Anniversaire et souvenir.
Restauration d’un modèle du Pourquoi-Pas ? en bouteille réalisé à bord en Antarctique en 1909 par le matelot J.Guéguen.
Le Pourquoi-Pas ? en bouteille désormais de retour dans le bureau des Docteurs Charcot père et fils à Neuilly. Cliché G.A.
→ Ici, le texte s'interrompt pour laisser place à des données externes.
PR #6341, opened 2022-06-17
Fixed issues with reporting sync state events from different threads

artkoenig:
## Type of change

- [ ] Feature
- [x] Bugfix
- [ ] Technical
- [ ] Other :

## Content

Replaced `LiveData` with `Flow` for sync state reporting.

## Motivation and context

`SyncRequestStateTracker` instance is reused in different threads, because of the `Scope` annotation. If `LiveData::postValue` is called fast enough, some events can get lost, because only the last one is dispatched. 
So in my case I could reproduce loosing of `InitialSyncRequestState.Idle` due to sending `IncrementalSyncIdle` from another thread.

Signed-off-by: Artjom König artkoenig@gmail.com

### DIFF
--- a/matrix-sdk-android/src/main/java/org/matrix/android/sdk/api/session/sync/SyncService.kt
+++ b/matrix-sdk-android/src/main/java/org/matrix/android/sdk/api/session/sync/SyncService.kt
@@ -60,9 +60,9 @@ interface SyncService {
     fun getSyncStateLive(): LiveData<SyncState>
 
     /**
-     * Get the [SyncRequestState] as a LiveData.
+     * Get the [SyncRequestState] as a SharedFlow.
      */
-    fun getSyncRequestStateLive(): LiveData<SyncRequestState>
+    fun getSyncRequestStateFlow(): SharedFlow<SyncRequestState>
 
     /**
      * This method returns a flow of SyncResponse. New value will be pushed through the sync thread.
--- a/matrix-sdk-android/src/main/java/org/matrix/android/sdk/internal/session/sync/SyncRequestStateTracker.kt
+++ b/matrix-sdk-android/src/main/java/org/matrix/android/sdk/internal/session/sync/SyncRequestStateTracker.kt
@@ -16,23 +16,26 @@
 
 package org.matrix.android.sdk.internal.session.sync
 
-import androidx.lifecycle.MutableLiveData
+import kotlinx.coroutines.CoroutineScope
+import kotlinx.coroutines.flow.MutableSharedFlow
+import kotlinx.coroutines.launch
 import org.matrix.android.sdk.api.session.sync.InitialSyncStep
 import org.matrix.android.sdk.api.session.sync.SyncRequestState
 import org.matrix.android.sdk.internal.session.SessionScope
 import javax.inject.Inject
 
 @SessionScope
-internal class SyncRequestStateTracker @Inject constructor() :
-        ProgressReporter {
+internal class SyncRequestStateTracker @Inject constructor(
+        private val coroutineScope: CoroutineScope
+) : ProgressReporter {
 
-    val syncRequestState = MutableLiveData<SyncRequestState>()
+    val syncRequestState = MutableSharedFlow<SyncRequestState>()
 
     private var rootTask: TaskInfo? = null
 
     // Only to be used for incremental sync
     fun setSyncRequestState(newSyncRequestState: SyncRequestState.IncrementalSyncRequestState) {
-        syncRequestState.postValue(newSyncRequestState)
+        emitSyncState(newSyncRequestState)
     }
 
     /**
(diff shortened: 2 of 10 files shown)


matrix-sdk-android/src/main/java/org/matrix/android/sdk/internal/session/sync/handler/GroupSyncHandler.kt
```diff
@@ -37,7 +37,7 @@ internal class GroupSyncHandler @Inject constructor() {
         data class LEFT(val data: Map<String, Any>) : HandlingStrategy()
     }
 
-    fun handle(
+    suspend fun handle(
```
bmarty, line 40: We cannot have suspendable here since we are caling this inside a Realm transaction which does not support thread change.

Inside maybe you can replace the `MutableLiveData` here https://github.com/vector-im/element-android/blob/main/matrix-sdk-android/src/main/java/org/matrix/android/sdk/internal/session/sync/SyncRequestStateTracker.kt#L29 by a `Flow` instead?

bmarty (commented):
Thanks for the PR. One first remark.

matrix-sdk-android/src/main/java/org/matrix/android/sdk/internal/session/sync/handler/GroupSyncHandler.kt
artkoenig: Sure, I'm curious - what about running the code inside the `handleResponse` function (https://github.com/vector-im/element-android/blob/3b2f9d9404129aafd477f1ad91f88a0c7d21a411/matrix-sdk-android/src/main/java/org/matrix/android/sdk/internal/session/sync/SyncResponseHandler.kt#L69)  on a single-thread executor (`Executors.newSingleThreadExecutor()`)? Would it not fix the thread switching related problems?

artkoenig: Btw. I see that `Realm.WRITE_EXECUTOR` which is used inside the transaction is already single threaded...

artkoenig: The `Flow`-refactoring is done

matrix-sdk-android/src/main/java/org/matrix/android/sdk/api/session/sync/SyncService.kt
```diff
@@ -62,7 +62,7 @@ interface SyncService {
     /**
      * Get the [SyncRequestState] as a LiveData.
      */
-    fun getSyncRequestStateLive(): LiveData<SyncRequestState>
+    fun getSyncRequestStateFlow(): SharedFlow<SyncRequestState>
```
bmarty, line 65: Can I ask you to update the comment above please? (just replace `LiveData` by `SharedFlow`).

matrix-sdk-android/src/main/java/org/matrix/android/sdk/internal/session/sync/SyncRequestStateTracker.kt
```diff
@@ -16,23 +16,26 @@
...
 import org.matrix.android.sdk.api.session.sync.InitialSyncStep
 import org.matrix.android.sdk.api.session.sync.SyncRequestState
 import org.matrix.android.sdk.internal.session.SessionScope
 import javax.inject.Inject
 
 @SessionScope
-internal class SyncRequestStateTracker @Inject constructor() :
-        ProgressReporter {
+internal class SyncRequestStateTracker @Inject constructor(
+        private val coroutineScope: CoroutineScope
```
bmarty, line 29: Note that the CoroutineScope [from the crypto module](https://github.com/vector-im/element-android/blob/develop/matrix-sdk-android/src/main/java/org/matrix/android/sdk/internal/crypto/CryptoModule.kt#L135) will be injected here.

This is not a big deal, I think, but this will have to be re-worked (by us)

bmarty (approved):
Thanks for the update (and sorry for the delay to review it). Just one remark about the Kdoc, then this can be merged. For the remark about the CoroutineScope we will handle it.

Note that I will squash and merge your commits to cleanup the Git history. Feel free to squash your commits and force push if you want to.

matrix-sdk-android/src/main/java/org/matrix/android/sdk/internal/session/sync/SyncRequestStateTracker.kt
bmarty: (and this is tracked by #6432)

artkoenig:
Hi @bmarty, are there still any issues preventing this to be merged?

bmarty (approved):
Thanks for the update.
I have triggered the CI on this PR.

«Un tout petit bateau dans une toute petite bouteille
pour une toute petite Monique»
J. Guéguen, matelot du Pourquoi-Pas ?
Le 15 août 1908, le Pourquoi-Pas ? flambant neuf appareille du Havre pour sa première mission en Antarctique. La jeune épouse de Jean-Baptiste Charcot, Marguerite Cléry (Meg pour les intimes) l’accompagne jusqu’à Punta Arenas dans le détroit de Magellan d’où elle rentre en France retrouver leur fille Monique née en décembre 1907, tandis que l’expédition fait route vers la terre de Graham. L’enfant ne connaitra son père que par une photo que sa mère lui montre et qu’elle embrassera quotidiennement jusqu’au retour de l’expédition à Guernesey en juin 1910.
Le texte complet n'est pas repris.